Здравствуйте.Не знаю, какой экстаз испытывают чистые преданные и почему в прошлом плакали и катались по земле,безудержно танцевали, а сейчас этого нет, будто экстаза меньше или в прошлом просто было принято себя так вести, а сейчас не принято. Или современные чистые преданные не так близки к этому из-за своего западного происхождения и того, что они не с рождения обо всем этом знают?
Или эти описанные безудержные танцы и катания по земле, на самом деле, были вполне осмысленной манерой выражения, и в то-время, было принято проявлять так какие-то эмоции?

----------


## Ямуначарья дас

Харе Кришна, Владимир!

Экстатические признаки – это, безусловно, не манера самовыражения. Это следствия, порождаемые определенными переживаниями. Например, когда человек сильно испугается, он может почувствовать «мороз по коже» («мурашки»). Что бы он ни делал, он не сможет сгенерировать подобные ощущения, постольку они являются реакцией, а не методом деятельности или способом самовыражения. 

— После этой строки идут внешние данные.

PR #422, opened 2020-10-01
Expand in-code explanation of Glue

WorldSEnder:
Adds a little bit more prose to the in-code documentation with the goal to increase readability for newcomers. Uses sub-typing to show definitional equality rules. The typing rules aren't numbered in the referenced paper, otherwise I'd add those to the corresponding definitions.

### DIFF
--- a/Cubical/Core/Glue.agda
+++ b/Cubical/Core/Glue.agda
@@ -91,7 +91,7 @@ private
     trans-e :
       ∀ (t : PartialP φ T)
       → Partial φ A
-    trans-e t ϕ1 = e ϕ1 .fst (t ϕ1)
+    trans-e t ϕ1 = equivFun (e ϕ1) (t ϕ1)
 
     -- glue gives a partial element of Glue given an element of A. Note that it "undoes"
     -- the application of the equivalences!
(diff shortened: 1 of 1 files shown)


Cubical/Core/Glue.agda
```diff
@@ -64,22 +64,76 @@ unglue φ = prim^unglue {φ = φ}
...
+    e i φ = Te i φ .snd
+    T0 T1 : Type ℓ'
+    T0 = T i0 1=1
+    T1 = T i1 1=1
+    e0 : T0 ≃ A0
+    e0 = e i0 1=1
+    e1 : T1 ≃ A1
+    e1 = e i1 1=1
+    transportA : A0 → A1
+    transportA = transp (λ i → A i) i0
```
mortberg, line 130: Why not use `transport` here? Same for the `transp` on line 139.

mortberg (changes requested):
Apart from using `transport` instead of `transp` I'm happy with this PR

Cubical/Core/Glue.agda
WorldSEnder: I was afraid of import cycles, but it seems importing from `Cubical.Foundations.Prelude` works fine. Let me just double check I can't also import `invEq`.

WorldSEnder:
Thank you for the quick review :+1:

PR #423, opened 2020-10-02
BiInvInt as a CommRing

felixwellen:
This is a very short PR. A CommRing is defined using the work from #414 .


mortberg (approved):
Great! Will merge once Travis is done and happy

Issue #405, opened 2020-08-27
Turn carrier types into parameters of records for algebraic structures


mortberg:
By doing this the structures will interface much better with the SIP and the automation proposed in https://github.com/agda/cubical/pull/395

This should be done after https://github.com/agda/cubical/pull/401

mortberg:
I'm going to close this now as it has been mostly fixed by https://github.com/agda/cubical/pull/430

PR #424, opened 2020-10-02
Kernel ideals and universal property of ring quotients

felixwellen:
Added RingHoms, kernels of RingHoms as ideals and the universal property of ring quotients.
The history might be confusing, since algebra code was restructered in between. 
The only real updates from this PR are Kernel.agda, some extension of QuotientRing.agda, a new record 'RingHom' in Ring.Base and some minor changes in Ring.Properties.


felixwellen:
No, actually it is also confusing because I messed it up...

felixwellen:
No the changes fit what I wrote.

Cubical/Algebra/Ring/Properties.agda
```diff
@@ -29,11 +29,11 @@ private
   that should become obsolete or subject to change once we have a
   ring solver (see https://github.com/agda/cubical/issues/297)
 -}
-module Theory (R' : Ring {ℓ}) where
+module Theory (R : Ring {ℓ}) where
 
-  open Ring R' renaming ( Carrier to R )
```
mortberg, line 34: Why do this change? I kind of prefer to omit the angle brackets around R...

Cubical/Algebra/Kernel.agda
```diff
@@ -0,0 +1,48 @@
+{-# OPTIONS --cubical --no-import-sorts --safe #-}
+module Cubical.Algebra.Kernel where
```
mortberg, line 2: Calling this file Kernel is maybe not ideal (pun intended!) as it's just about kernels in rings... Maybe we should have a subfolder Algebra.Ring where we have definitions like this? Alternatively calling thing `RingKernel` or something, but I prefer adding a subfolder

mortberg (changes requested):
Looks mostly great to me! But what happened to "Cubical/Algebra/Monoid/Base.agda"? Github claims that it has been completely changed, but I can't see any difference to the actual code...

Cubical/Algebra/Kernel.agda
felixwellen: I didn't think about it, I like the subfolder idea.

felixwellen:
> 
> 
> Looks mostly great to me! But what happened to "Cubical/Algebra/Monoid/Base.agda"? Github claims that it has been completely changed, but I can't see any difference to the actual code...

I'll try to figure out what happened. I missed it when looking at the changes because it was collapsed.

Cubical/Algebra/Ring/Properties.agda
felixwellen: I'll revert that - I don't have a strong preference and I don't remember why I changed that.

Cubical/Algebra/Kernel.agda
felixwellen: I'll also move Ideal and QuotientRing to Ring/

Cubical/Algebra/Ring/Properties.agda
mortberg: This should get better once we go for partially bundled structures as suggested by: https://github.com/agda/cubical/issues/405

felixwellen: Good!

mortberg (approved):

mortberg:
Perfect! Will merge once Travis is finished.

@mzeuner : I guess Localization should go in the Algebra.Ring subfolder once I've merged this

PR #429, opened 2020-10-03
Add "timings" target to makefile.

### LINKED ISSUE #375: Script for getting timings for typechecking files
I would love to have a script that runs `time` on each file when typechecking and then show the N slowest. More fine grained data would also be useful (like which are the slowest definitions to check in these files), but a simple script would be enough to keep track of which files are the slowest.

cangiuli:
Closes #375. Running `make timings` will check all the files then output a sorted list of timings, e.g.:

```
Total                                           275,643ms 
Miscellaneous                                     3,518ms 
Cubical.ZCohomology.Groups.Sn                    26,112ms 
Cubical.ZCohomology.KcompPrelims                 19,645ms 
Cubical.ZCohomology.Groups.Wedge                  7,493ms 
Cubical.ZCohomology.Properties                    6,763ms 
Cubical.Data.DescendingList.Examples              6,420ms 
Cubical.ZCohomology.MayerVietorisUnreduced        5,956ms 
  [ ... ]
```

I also took the opportunity to clean up a couple things nearby in the makefile. In particular, I'm confused why `make check` was invoking agda separately on each dependency of `README.agda` instead of just checking that file directly. If there is a good reason I'm happy to revert that part of the PR. /cc @m-yac

### DIFF
--- a/GNUmakefile
+++ b/GNUmakefile
@@ -4,7 +4,7 @@ AGDA=$(AGDA_EXEC) $(RTS_OPTIONS)
 EVERYTHINGS=runhaskell ./Everythings.hs
 
 .PHONY : all
-all : gen-everythings check
+all : check
 
 .PHONY : test
 test: check-whitespace gen-and-check-everythings check-README check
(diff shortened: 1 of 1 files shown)


mortberg:
Great! Shouldn't the `timings` target depend on `gen-everythings`?

cangiuli:
I did it this way because `check` doesn't currently depend on `gen-everythings`, but IMO it would make sense to add the dependency to both. (`all` calls both `gen-everythings` and `check`.)

mortberg (approved):
Great! These changes seem reasonable to me so I think we should merge as soon as Travis is happy

PR #430, opened 2020-10-05
Parameterize structures by the carrier 

mortberg:
Towards solving: https://github.com/agda/cubical/issues/405

<strike>I've only modified the definition of monoids so far.</strike> Is this the right way to do this so that it works with https://github.com/agda/cubical/pull/395 ? 

(Ping @ecavallo @cangiuli @mzeuner )

### DIFF
--- a/Cubical/Algebra/AbGroup/Base.agda
+++ b/Cubical/Algebra/AbGroup/Base.agda
@@ -8,15 +8,15 @@ open import Cubical.Foundations.HLevels
 open import Cubical.Foundations.Isomorphism
 open import Cubical.Foundations.Univalence
 open import Cubical.Foundations.Transport
-open import Cubical.Foundations.SIP
+open import Cubical.Foundations.SIP hiding (⟨_⟩)
 
 open import Cubical.Data.Sigma
 
 open import Cubical.Structures.Axioms
 open import Cubical.Structures.Macro
 open import Cubical.Structures.Pointed
-open import Cubical.Algebra.Semigroup hiding (⟨_⟩)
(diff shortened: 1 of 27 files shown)


ecavallo:
Yep, that's good.

mortberg:
> Yep, that's good.

Alright, I've started parameterizing the equivalences of structures by the equivalence of types now as well now. Looking at your automation PR I wonder if it's really necessary to package data and laws together for structures?

ecavallo:
No, it's not necessary, it will also work if each law is given its own field in the main structure.

mortberg:
I've done this for AbGroup, CommRing, Group, Monoid, Ring and SemiGroup. I also parameterized the equivalences of these structures by equivalences of the underlying types, except for Group where the equivalences are kind of special (they only need to preserve the composition).

I did not touch Algebra, CommAlgebra and Module yet. I think those can wait as they are also kind of special as they depend on another type.

What does @ecavallo think?

ecavallo:
Sounds like a good-sized testing ground to try the reflection, let's merge and I'll give it a shot. It should be possible to get the right definition of equivalence for the `Group` case just by registering the unit field as a prop.

mortberg:
> Sounds like a good-sized testing ground to try the reflection, let's merge and I'll give it a shot. It should be possible to get the right definition of equivalence for the `Group` case just by registering the unit field as a prop.

Ah right... There's quite a bit of code that depends on GroupEquiv, so changing it will be very painful. I think one should change all of the other fancy morphisms of groups at the same time

mortberg:
Alright, I'm merging this now. Sorry to everyone who will get merge conflicts...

Преданные могут скрывать свой экстаз (из «Нетара Преданности»):

«Известно восемь признаков экзистенциальной экстатической любви: оцепенение, испарина, вставшие дыбом волосы на теле, дрожь в голосе, трепет, изменение цвета кожи, слезы и опустошенность.
 Рупа Госвами дает этим восьми признакам следующее научное объяснение. Когда жизненная сила приходит в соприкосновение с землей, человек застывает в оцепенении. Когда эта же сила соприкасается с водой, у него льются слезы. Когда эта сила приходит в соприкосновение с огнем, преданного прошибает пот. Когда она соприкасается с небом (эфиром), преданный ощущает опустошенность. А когда она приходит в соприкосновение с воздухом, тело охватывает трепет, в голосе появляется дрожь и волосы на теле встают дыбом.
 Иногда эти симптомы проявляются внутренне, а иногда внешне. Чистый преданный всегда ощущает в себе эти признаки экстаза, но из страха перед посторонними, как правило, не проявляет их внешне.»

Преданный может сдержать испытываемый экстаз ради служения (из «Нетара Преданности»):

«Однажды, обмахивая Кришну, Дарука ощутил прилив экстатической любви к Нему, и признаки этой экстатической любви появились на его теле. Но он настолько серьезно относился к своему служению, что сдержал эти проявления экстатической любви, видя в них помеху своему служению. Он не придавал всем этим проявлениям экстаза особого значения, они появлялись у него помимо его воли.»

Спасибо Вам за Ваш интересный вопрос, буду рад новым вопросам.

----------